During the past four years, President Bush has not only enhanced the personal security of America’s public safety employees and their families, but their economic security as well. Under new regulations which took effect just months ago, America’s police officers, firefighters, and paramedics now have the strongest overtime protections ever. This President has protected overtime pay for those public safety officers who have it now, and established a framework which will guarantee overtime compensation to an expanded majority of those whose continued performance of overtime work is vital to the security of our nation. While many in Congress­including Senator Kerry­tried to turn this issue into a political football, the President was helping to preserve the overtime rights of these vital public servants. He was there when we needed him, Senator Kerry was not.

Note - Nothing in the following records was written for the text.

PR #1046, opened 2018-06-20
OGM-1496 Constraint and Index on same key set and collection

fax4ever:
https://hibernate.atlassian.net/browse/OGM-1496

### DIFF
--- a/mongodb/src/main/java/org/hibernate/ogm/datastore/mongodb/impl/MongoDBIndexesDefiner.java
+++ b/mongodb/src/main/java/org/hibernate/ogm/datastore/mongodb/impl/MongoDBIndexesDefiner.java
@@ -1,0 +1,245 @@
+/*
+ * Hibernate OGM, Domain model persistence for NoSQL datastores
+ *
+ * License: GNU Lesser General Public License (LGPL), version 2.1 or later
+ * See the lgpl.txt file in the root directory or <http://www.gnu.org/licenses/lgpl-2.1.html>.
+ */
+package org.hibernate.ogm.datastore.mongodb.impl;
+
+import java.lang.invoke.MethodHandles;
+import java.util.ArrayList;
+import java.util.HashMap;
+import java.util.HashSet;
+import java.util.Iterator;
+import java.util.List;
+import java.util.Map;
+import java.util.Set;
+
+import org.hibernate.boot.model.naming.Identifier;
+import org.hibernate.boot.model.naming.NamingHelper;
+import org.hibernate.boot.model.relational.Database;
+import org.hibernate.boot.model.relational.Namespace;
+import org.hibernate.cfg.Environment;
+import org.hibernate.mapping.Column;
+import org.hibernate.mapping.Index;
+import org.hibernate.mapping.Table;
+import org.hibernate.mapping.UniqueKey;
+import org.hibernate.ogm.datastore.mongodb.index.impl.MongoDBIndexSpec;
+import org.hibernate.ogm.datastore.mongodb.index.impl.MongoDBIndexType;
+import org.hibernate.ogm.datastore.mongodb.logging.impl.Log;
+import org.hibernate.ogm.datastore.mongodb.logging.impl.LoggerFactory;
+import org.hibernate.ogm.datastore.spi.SchemaDefiner;
+import org.hibernate.ogm.options.shared.impl.IndexOptionsOption;
+import org.hibernate.ogm.options.shared.spi.IndexOption;
+import org.hibernate.ogm.options.shared.spi.IndexOptions;
+import org.hibernate.ogm.options.spi.OptionsService;
+import org.hibernate.ogm.util.impl.StringHelper;
+import org.hibernate.tool.hbm2ddl.UniqueConstraintSchemaUpdateStrategy;
+
+import com.mongodb.MongoException;
+import com.mongodb.client.MongoCollection;
+import com.mongodb.client.MongoCursor;
+import com.mongodb.client.MongoDatabase;
+import org.bson.Document;
+
+/**
+ * Performs sanity checks of defined indexes in the mapped objects.
+ */
+public class MongoDBIndexesDefiner {
+
+	private static final Log log = LoggerFactory.make( MethodHandles.lookup() );
+	private static final int INDEX_CREATION_ERROR_CODE = 85;
+
+	private List<MongoDBIndexSpec> indexSpecs = new ArrayList<>();
+
+	public List<MongoDBIndexSpec> getIndexSpecs() {
+		return indexSpecs;
+	}
+
+	void validateIndexSpecs(SchemaDefiner.SchemaDefinitionContext context) {
+		OptionsService optionsService = context.getSessionFactory().getServiceRegistry().getService( OptionsService.class );
+		Map<String, Class<?>> tableEntityTypeMapping = context.getTableEntityTypeMapping();
+
+		Database database = context.getDatabase();
+		UniqueConstraintSchemaUpdateStrategy constraintMethod = UniqueConstraintSchemaUpdateStrategy.interpret(
+				context.getSessionFactory().getProperties().get( Environment.UNIQUE_CONSTRAINT_SCHEMA_UPDATE_STRATEGY ) );
+		if ( constraintMethod == UniqueConstraintSchemaUpdateStrategy.SKIP ) {
+			log.tracef( "Skipping generation of unique constraints" );
+		}
+
+		for ( Namespace namespace : database.getNamespaces() ) {
+			for ( Table table : namespace.getTables() ) {
+				if ( table.isPhysicalTable() ) {
+					Class<?> entityType = tableEntityTypeMapping.get( table.getName() );
+					if ( entityType == null ) {
+						continue;
+					}
+
+					IndexOptions indexOptions = getIndexOptions( optionsService, entityType );
+					Set<String> forIndexNotReferenced = new HashSet<>( indexOptions.getReferencedIndexes() );
+
+					validateIndexSpecsForUniqueColumns( table, indexOptions, forIndexNotReferenced, constraintMethod );
+
+					validateIndexSpecsForUniqueKeys( table, indexOptions, forIndexNotReferenced, constraintMethod );
+
+					validateIndexSpecsForIndexes( table, indexOptions, forIndexNotReferenced );
+
+					for ( String forIndex : forIndexNotReferenced ) {
+						log.indexOptionReferencingNonExistingIndex( table.getName(), forIndex );
+					}
+				}
+			}
+		}
+	}
+
+	void createIndexes(MongoDatabase database) {
+		for ( MongoDBIndexSpec indexSpec : indexSpecs ) {
+			createIndex( database, indexSpec );
+		}
+	}
+
+	@SuppressWarnings("unchecked")
+	private void validateIndexSpecsForUniqueColumns(Table table, IndexOptions indexOptions, Set<String> forIndexNotReferenced,
+			UniqueConstraintSchemaUpdateStrategy constraintMethod) {
+		Iterator<Column> columnIterator = table.getColumnIterator();
+		while ( columnIterator.hasNext() ) {
+			Column column = columnIterator.next();
+			if ( column.isUnique() ) {
+				String indexName = NamingHelper.INSTANCE.generateHashedConstraintName(
+						"UK_",
+						table.getNameIdentifier(),
+						Identifier.toIdentifier( column.getName() ) );
+				forIndexNotReferenced.remove( indexName );
+
+				if ( constraintMethod != UniqueConstraintSchemaUpdateStrategy.SKIP ) {
+					MongoDBIndexSpec indexSpec = new MongoDBIndexSpec( table.getName(), column.getName(), indexName,
+							getIndexOptionDocument( table, indexOptions.getOptionForIndex( indexName ) ) );
+					if ( validateIndexSpec( indexSpec ) ) {
+						indexSpecs.add( indexSpec );
+					}
+				}
+			}
+		}
+	}
+
+	private void validateIndexSpecsForUniqueKeys(Table table, IndexOptions indexOptions, Set<String> forIndexNotReferenced,
+			UniqueConstraintSchemaUpdateStrategy constraintMethod) {
+		Iterator<UniqueKey> keys = table.getUniqueKeyIterator();
+		while ( keys.hasNext() ) {
+			UniqueKey uniqueKey = keys.next();
+			forIndexNotReferenced.remove( uniqueKey.getName() );
+
+			if ( constraintMethod != UniqueConstraintSchemaUpdateStrategy.SKIP ) {
+				MongoDBIndexSpec indexSpec = new MongoDBIndexSpec( uniqueKey,
+						getIndexOptionDocument( table, indexOptions.getOptionForIndex( uniqueKey.getName() ) ) );
+				if ( validateIndexSpec( indexSpec ) ) {
+					indexSpecs.add( indexSpec );
+				}
+			}
+		}
+	}
+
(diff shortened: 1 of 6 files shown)


mongodb/src/main/java/org/hibernate/ogm/datastore/mongodb/impl/MongoDBIndexesDefiner.java
```diff
@@ -0,0 +1,270 @@
...
+		// we rely on hashcode and equals to verify conflicts
+		if ( !indexSpecs.contains( indexSpec ) ) {
+			indexSpecs.add( indexSpec );
+			return;
+		}
+
+		int existingIndexPosition = indexSpecs.indexOf( indexSpec );
+		MongoDBIndexSpec existingIndex = indexSpecs.get( existingIndexPosition );
+
+		// in case on conflict
```
DavideD: s/on/of/

mongodb/src/main/java/org/hibernate/ogm/datastore/mongodb/impl/MongoDBIndexesDefiner.java
```diff
@@ -0,0 +1,270 @@
...
+		catch (Exception e) {
+			throw log.invalidOptionsFormatForIndex( table.getName(), indexOption.getTargetIndexName(), e );
+		}
+	}
+
+	private boolean validateIndexSpec(MongoDBIndexSpec indexSpec) {
+		boolean valid = true;
+		if ( StringHelper.isNullOrEmptyString( indexSpec.getIndexName() ) ) {
+			log.indexNameIsEmpty( indexSpec.getCollection() );
+			valid = false;
```
DavideD: can't you just return false here and avod the use of variable?

DavideD: Never mind, the code was already like this

mongodb/src/main/java/org/hibernate/ogm/datastore/mongodb/impl/MongoDBIndexesDefiner.java
```diff
@@ -147,11 +147,36 @@ void validateIndexSpecsForIndexes(Table table, IndexOptions indexOptions, Set<St
...
+		// we rely on compareTo to choose the best candidate
+		if ( indexSpec.compareTo( existingIndex ) < 0 ) {
+			// replace the existing definition with the new one
+			indexSpecs.remove( existingIndexPosition );
+			indexSpecs.add( indexSpec );
+			log.tryToDefineMultipleIndexesOnTheSameKeySet( indexSpec.getIndexKeysDocument().toJson(), existingIndex.getIndexName() );
+		}
+		else {
+			// discard the current definition
+			log.tryToDefineMultipleIndexesOnTheSameKeySet( indexSpec.getIndexKeysDocument().toJson(), indexSpec.getIndexName() );
```
DavideD: I don't understand what's going on here. How the compare to helps you to choose the right candidate?

mongodb/src/main/java/org/hibernate/ogm/datastore/mongodb/index/impl/MongoDBIndexSpec.java
```diff
@@ -193,4 +194,38 @@ public String toString() {
...
+		return Objects.hash( collection, indexKeys );
+	}
+
+	/**
+	 * this method could be used to choose between different configuration
+	 */
+	@Override
+	public int compareTo(MongoDBIndexSpec o) {
+		// choose the one with unique over a non unique
+		if ( this.getOptions().isUnique() && !o.getOptions().isUnique() ) {
```
DavideD: I don't think it's a good idea to use the compareTo in this scenario. I think it is much easier to understand if you create a method in the class where you need this kind of comparison.

mongodb/src/main/java/org/hibernate/ogm/datastore/mongodb/impl/MongoDBIndexesDefiner.java
DavideD: Also, why you log the same message in both cases?

mongodb/src/main/java/org/hibernate/ogm/datastore/mongodb/impl/MongoDBIndexesDefiner.java
```diff
@@ -147,11 +147,36 @@ void validateIndexSpecsForIndexes(Table table, IndexOptions indexOptions, Set<St
...
+		if ( !indexSpecs.contains( indexSpec ) ) {
+			indexSpecs.add( indexSpec );
+			return;
+		}
+
+		int existingIndexPosition = indexSpecs.indexOf( indexSpec );
+		MongoDBIndexSpec existingIndex = indexSpecs.get( existingIndexPosition );
+
+		// in case on conflict
+		// we rely on compareTo to choose the best candidate
```
DavideD: This comment doesn't add anything useful to the follow up code. Also. what's the "best" candidate?
I think you can remove and add a  function with a sensible name instead.

mongodb/src/main/java/org/hibernate/ogm/datastore/mongodb/logging/impl/Log.java
```diff
@@ -144,4 +144,8 @@
 
 	@Message(id = 1240, value = "Procedures returning muliple documents are not supported. Procedure '%1$s' returned %2$d results")
 	HibernateException multipleDocumentReturnedByStoredProcedure(String storedProcedureName, int size);
+
+	@LogMessage(level = WARN)
+	@Message(id = 1241, value = "Try to define another index on the same key set %s: definition of index %s will be skipped!")
```
DavideD: I would change this to something like:

`Skipping creation of Index <name of the index>.  Index <name of the index> already defined for properties %s.`

By the way, does this only apply for unique constraints?
In that case I would be more precise, like, `Skipping creation of index %s. Unique constraint on properties %s already defined by index %s`

mongodb/src/test/java/org/hibernate/ogm/datastore/mongodb/test/index/MongoDBUniqueContraintIndexTest.java
```diff
@@ -0,0 +1,75 @@
...
+			session.persist( policyHolder );
+		} );
+
+		inTransaction( session -> {
+			PolicyHolder stored = session.load( PolicyHolder.class, policyHolder.name );
+			assertThat( policyHolder.email ).isEqualTo( stored.getEmail() );
+			assertThat( policyHolder.address ).isEqualTo( stored.getAddress() );
+		} );
+
+		deleteAll( PolicyHolder.class, policyHolder.name );
```
DavideD: Can you move the delete and clean up in the after method. This makes sure that in case of failures the values are deleted from the db making it less likely to cause failures of the following tests.

mongodb/src/test/java/org/hibernate/ogm/datastore/mongodb/test/index/MongoDBIndexTest.java
```diff
@@ -39,8 +42,9 @@ public void testSuccessfulIndexCreation() throws Exception {
 				indexMap.get( "name_idx" ).toJson() );
 		assertJsonEquals( "{ 'v' : 2 , 'unique' : true , 'key' : { 'author' : 1 , 'name' : 1} , 'name' : 'author_name_idx' , 'ns' : 'ogm_test_database.T_POEM' , 'sparse' : true}",
 				indexMap.get( "author_name_idx" ).toJson() );
-		assertJsonEquals( "{ 'v' : 2 , 'key' : { 'name' : 1 , 'author' : 1} , 'name' : 'IDXjo3qu8pkq9vsofgrq58pacxfq' , 'ns' : 'ogm_test_database.T_POEM' }",
-				indexMap.get( "IDXjo3qu8pkq9vsofgrq58pacxfq" ).toJson() );
+
+		// Index IDXjo3qu8pkq9vsofgrq58pacxfq will be never defined
```
DavideD: This comment is not very useful if don't explain why.
In this scenario, I prefer to use the `.as("")` so that you can explained what made the assertion fails.

DavideD: Keep in mind that you are changing the code. so you know what that index is about. But when I  look at the  source code only I only see `IDXjo3qu8pkq9vsofgrq58pacxfq`  and I don't know what index is supposed to define and we we don't expect to exists. Also, what if it failes because the name is changed?

I know that you didn't write this test originally, but I think it needs to be updated. For example, one assertion state that the size is 5 but it only checks 3 of the indexes. Do you think it is possible to improve it a bit? I genuinely asking because I don't know what the other values in the map are

DavideD:
Finished the review, I've added some comments.
I think there are a couple of things to change before we can merge it.
Let me know.

mongodb/src/main/java/org/hibernate/ogm/datastore/mongodb/impl/MongoDBIndexesDefiner.java
fax4ever: Yes unfortunately the move of the method from another class it is not visible.

mongodb/src/main/java/org/hibernate/ogm/datastore/mongodb/impl/MongoDBIndexesDefiner.java
fax4ever: Here I reach the else branch if have 2 indexes, both defined on the same field set of the same collection. The solution proposed is to skip the definition of one of them.

fax4ever: The role of *compareTo* here is to choose one of them. The choose should be repeatable with the same result, so we need a fixed criteria. BTW we can avoid to use *compareTo* to this.

Sanne: the `log` statement will need guarding. Please check if the cathegory of the log level is high enough to not perform a `toJson()` operation for no reason.

mongodb/src/main/java/org/hibernate/ogm/datastore/mongodb/index/impl/MongoDBIndexSpec.java
fax4ever: I agree

mongodb/src/main/java/org/hibernate/ogm/datastore/mongodb/logging/impl/Log.java
fax4ever: We can't know in this phase if the index is derived from a unique constraint or not. In fact a unique constraint it is equivalent to a normal unique index defined on same fields :(.

fax4ever: Anyway I like the first message you proposed.

mongodb/src/main/java/org/hibernate/ogm/datastore/mongodb/impl/MongoDBIndexesDefiner.java
fax4ever: Severity level is warning here, the row is executed every time a user tries to define another index on the same fields of a pre-existing one.

fax4ever: Then the operation is performed rarely. I would prefer leave `toJSon`. But as you prefer, it is not critical to me.

mongodb/src/main/java/org/hibernate/ogm/datastore/mongodb/impl/MongoDBIndexesDefiner.java
fax4ever: What do you think of:
`public boolean hasPreferableConfgiruationOver(MongoDBIndexSpec other)`?

mongodb/src/main/java/org/hibernate/ogm/datastore/mongodb/impl/MongoDBIndexesDefiner.java
DavideD: I think the point is to add a check like `if ( log.isEnabled( Logger.Level.DEBUG.WARN) ) { ... }`.
You don't have to remove the call to toJSon().

mongodb/src/main/java/org/hibernate/ogm/datastore/mongodb/impl/MongoDBIndexesDefiner.java
DavideD: I think the problem for me is that I don't understand how one configuration is preferable to the other.
If they both add an index why do you update it? Couldn't you simply keep the existing one?

fax4ever: Suppose we have a unique constraint an a normal index non unique, like the test case. In this case I prefer to keep the unique property on the index, because probably the user want the unique.

fax4ever: Then the configuration with unique it should take the precedence over the non unique one.

mongodb/src/main/java/org/hibernate/ogm/datastore/mongodb/impl/MongoDBIndexesDefiner.java
fax4ever: I don't like anymore the comment. I'm going to change it.

mongodb/src/main/java/org/hibernate/ogm/datastore/mongodb/impl/MongoDBIndexesDefiner.java
fax4ever: Does it make sense guarding a WARN? It's just a curiosity. Anyway I'm going to to that.

DavideD: I guess in production somebody might be only interested to see ERRORs

mongodb/src/main/java/org/hibernate/ogm/datastore/mongodb/impl/MongoDBIndexesDefiner.java
DavideD: I would expect the code to look something like:
```
if (isNotUnique(existingContraint)) {
    replaceWithUniqueConstratint(existingConstraint, newConstraint);
}
else {
   // keep existing (maybe)
}
```
But I'm not sure we should log a warning every time, like, if a user define a text index and a spatial index on the same field, shouldn't we throw an exception?
What do you think?

fax4ever: The idea was to define a method to compare and choose between two configurations, but you're right maybe it is overdesign. In fact the only criteria that we have at the moment is only the uniqueness.  I'm going to simplify it.

fax4ever: I have just remembered that there is another problem: the order of arrival of the configuration items is not guaranteed. Choosing different configurations over different creation can create a problem of consistency of the behaviour. For this reason I would like to keep the method to choose between configurations.

mongodb/src/test/java/org/hibernate/ogm/datastore/mongodb/test/index/MongoDBUniqueContraintIndexTest.java
fax4ever: Good idea. It is my miss!

fax4ever:
I'm going to close this PR, I'll reopen a new one.

PR #5841, opened 2020-08-31
[Secure Storage] Fix slicing error identified by fuzzing target in vault client.

JoshLind:
## Motivation

This PR fixes a slicing error identified by our fuzzer for "process_transit_export_response()" in the vault client. 

Previously, the vault client code was simply taking a given response and truncating the first 32 bytes from it to produce a key. However, if less than 32 bytes were given to the client, it would panic with a slicing error. Instead, this PR updates the code to first check that the length is sufficient, before slicing. If not, an error is returned. 

In this PR, we also add the previously failing input to the libra-fuzzer artifacts, to ensure these failures don't occur again.

Yes.

## Test Plan

After this failure was identified, I added the failing input to the set of artifacts and re-ran the artifact tests to confirm the code was still failing. I then implemented the fix, re-ran the tests and found that the vault client no longer failed.

## Related PRs

None


secure/storage/vault/src/lib.rs
```diff
@@ -502,6 +500,20 @@ pub fn process_transit_export_response(
...
+fn get_ed25519_private_key_from_composite(composite_key: &str) -> Result<Ed25519PrivateKey, Error> {
+    let composite_key = base64::decode(composite_key)?;
+    if composite_key.len() < ED25519_PRIVATE_KEY_LENGTH {
+        return Err(Error::InternalError(
+            "Insufficient key length returned by vault export key request".into(),
+        ));
+    }
+    Ok(Ed25519PrivateKey::try_from(
+        &composite_key[..ED25519_PRIVATE_KEY_LENGTH],
+    )?)
```
mimoo, line 514: This looks clearer to me:

```rust
let composite_key = base64::decode(composite_key);
if let Some(composite_key) = composite_key.get(0.. ED25519_PRIVATE_KEY_LENGTH) {
  Ed25519PrivateKey::try_from(&composite_key)
} else {
 Err(...)
}
```

mimoo: or even better imo, refactor the original function to avoid the duplicate code:

```rust
if resp.not_ok() {
  return Err(resp.into());
}

let export_key: ExportKeyResponse = serde_json::from_str(&resp.into_string()?)?;
let key = if Some(version) = version {
    let key = export_key.data.keys.iter().find(|(k, _v)| **k == version);
    let (_, key) = key.ok_or_else(|| Error::NotFound("transit".into(), name.into()))?;
    key
} else if let Some(key) = export_key.data.keys.values().last() {
    key
} else {
    return Err(...);
}

let composite_key = base64::decode(composite_key)?;
if let Some(composite_key) = composite_key.get(0..ED25519_PRIVATE_KEY_LENGTH) {
  Ed25519PrivateKey::try_from(&composite_key)
} else {
  Err(...)
}
```

JoshLind:
Thanks, @mimoo! I've refactored the method to avoid having the duplication and the function. Regarding the suggested change to remove the `?` from the return statement, e.g.,
 
`
Ok(Ed25519PrivateKey::try_from(
        &composite_key[..ED25519_PRIVATE_KEY_LENGTH],
    )?)
`

this is not possible because try_from returns a `Result<Ed25519PrivateKey, CryptoMaterialError>`, while our function returns a `Result<Ed25519PrivateKey, Error>`. Hence we need the `?`, to do the automatic conversion.. It's a little ugly but better than doing a manual error conversion.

This Administration has enacted some of the most beneficial changes to American law enforcement in the past five decades. Because of the President’s efforts, our streets and neighborhoods are safer, our nation is more secure, and we are ready to meet every challenge that lays before us. Promises made, promises kept.


----------



## jimbo (Dec 23, 2003)

never trust a democ rat


----------



## dcs2244 (Jan 29, 2004)

I trust democrats...to raise taxes, destroy the economy and to raise the white flag to those who attack us (and to surrender our sovereignty to 'world governmental organizations'). :evil:


----------